• _Source data_
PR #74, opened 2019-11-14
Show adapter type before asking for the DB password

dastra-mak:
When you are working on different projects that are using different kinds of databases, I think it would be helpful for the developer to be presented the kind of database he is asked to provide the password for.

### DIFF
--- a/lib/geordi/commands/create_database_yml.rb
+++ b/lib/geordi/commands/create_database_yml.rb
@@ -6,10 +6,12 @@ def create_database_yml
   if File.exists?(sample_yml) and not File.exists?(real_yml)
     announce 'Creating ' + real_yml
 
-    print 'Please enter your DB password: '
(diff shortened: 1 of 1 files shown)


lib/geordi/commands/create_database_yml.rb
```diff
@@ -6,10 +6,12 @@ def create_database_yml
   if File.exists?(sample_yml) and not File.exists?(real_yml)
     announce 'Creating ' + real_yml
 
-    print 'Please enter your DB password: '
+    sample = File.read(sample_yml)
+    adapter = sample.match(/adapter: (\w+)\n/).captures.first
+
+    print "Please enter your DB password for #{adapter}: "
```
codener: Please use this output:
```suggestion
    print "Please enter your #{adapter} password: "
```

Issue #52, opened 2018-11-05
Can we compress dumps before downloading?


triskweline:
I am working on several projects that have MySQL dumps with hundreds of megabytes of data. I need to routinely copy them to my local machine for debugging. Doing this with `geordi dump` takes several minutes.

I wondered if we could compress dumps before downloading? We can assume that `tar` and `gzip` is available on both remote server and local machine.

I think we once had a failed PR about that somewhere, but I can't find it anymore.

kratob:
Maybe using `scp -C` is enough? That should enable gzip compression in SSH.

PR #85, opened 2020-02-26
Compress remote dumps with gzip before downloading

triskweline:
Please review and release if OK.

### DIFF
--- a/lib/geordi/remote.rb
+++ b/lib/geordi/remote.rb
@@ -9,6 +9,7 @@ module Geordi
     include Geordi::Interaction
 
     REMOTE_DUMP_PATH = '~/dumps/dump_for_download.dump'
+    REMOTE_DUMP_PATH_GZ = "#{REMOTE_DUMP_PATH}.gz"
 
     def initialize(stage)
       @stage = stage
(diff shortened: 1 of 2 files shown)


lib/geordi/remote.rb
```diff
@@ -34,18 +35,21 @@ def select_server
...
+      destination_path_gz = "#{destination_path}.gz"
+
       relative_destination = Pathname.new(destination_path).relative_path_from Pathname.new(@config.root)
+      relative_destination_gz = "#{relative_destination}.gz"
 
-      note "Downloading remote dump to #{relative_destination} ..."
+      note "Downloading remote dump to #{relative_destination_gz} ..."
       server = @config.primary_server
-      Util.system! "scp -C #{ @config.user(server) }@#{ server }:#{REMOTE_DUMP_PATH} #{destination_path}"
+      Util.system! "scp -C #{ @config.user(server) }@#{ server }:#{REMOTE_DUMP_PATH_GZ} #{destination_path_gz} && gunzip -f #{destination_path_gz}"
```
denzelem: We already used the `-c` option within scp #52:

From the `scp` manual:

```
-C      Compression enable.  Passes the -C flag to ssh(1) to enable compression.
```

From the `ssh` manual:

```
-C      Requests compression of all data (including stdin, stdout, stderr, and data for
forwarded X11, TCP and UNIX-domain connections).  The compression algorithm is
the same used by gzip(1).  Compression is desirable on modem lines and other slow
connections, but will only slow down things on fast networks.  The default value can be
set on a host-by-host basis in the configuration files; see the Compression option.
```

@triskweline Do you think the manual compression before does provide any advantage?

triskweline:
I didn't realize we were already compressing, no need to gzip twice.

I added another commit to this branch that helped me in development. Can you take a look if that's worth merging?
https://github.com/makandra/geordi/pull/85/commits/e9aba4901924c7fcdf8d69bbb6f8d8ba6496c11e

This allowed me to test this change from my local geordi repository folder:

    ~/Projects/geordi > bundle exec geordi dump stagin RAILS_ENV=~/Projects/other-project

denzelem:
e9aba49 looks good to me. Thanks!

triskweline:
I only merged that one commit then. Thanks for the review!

• _Assignment_
In the entries above, find the line holding "--- a/lib/geordi/remote.rb" and the line holding "I added another", then retype exactly those two lines and every line between them, and nothing else.

• _Answer box_
--- a/lib/geordi/remote.rb
+++ b/lib/geordi/remote.rb
@@ -9,6 +9,7 @@ module Geordi
     include Geordi::Interaction
 
     REMOTE_DUMP_PATH = '~/dumps/dump_for_download.dump'
+    REMOTE_DUMP_PATH_GZ = "#{REMOTE_DUMP_PATH}.gz"
 
     def initialize(stage)
       @stage = stage
(diff shortened: 1 of 2 files shown)


lib/geordi/remote.rb
```diff
@@ -34,18 +35,21 @@ def select_server
...
+      destination_path_gz = "#{destination_path}.gz"
+
       relative_destination = Pathname.new(destination_path).relative_path_from Pathname.new(@config.root)
+      relative_destination_gz = "#{relative_destination}.gz"
 
-      note "Downloading remote dump to #{relative_destination} ..."
+      note "Downloading remote dump to #{relative_destination_gz} ..."
       server = @config.primary_server
-      Util.system! "scp -C #{ @config.user(server) }@#{ server }:#{REMOTE_DUMP_PATH} #{destination_path}"
+      Util.system! "scp -C #{ @config.user(server) }@#{ server }:#{REMOTE_DUMP_PATH_GZ} #{destination_path_gz} && gunzip -f #{destination_path_gz}"
```
denzelem: We already used the `-c` option within scp #52:

From the `scp` manual:

```
-C      Compression enable.  Passes the -C flag to ssh(1) to enable compression.
```

From the `ssh` manual:

```
-C      Requests compression of all data (including stdin, stdout, stderr, and data for
forwarded X11, TCP and UNIX-domain connections).  The compression algorithm is
the same used by gzip(1).  Compression is desirable on modem lines and other slow
connections, but will only slow down things on fast networks.  The default value can be
set on a host-by-host basis in the configuration files; see the Compression option.
```

@triskweline Do you think the manual compression before does provide any advantage?

triskweline:
I didn't realize we were already compressing, no need to gzip twice.

I added another commit to this branch that helped me in development. Can you take a look if that's worth merging?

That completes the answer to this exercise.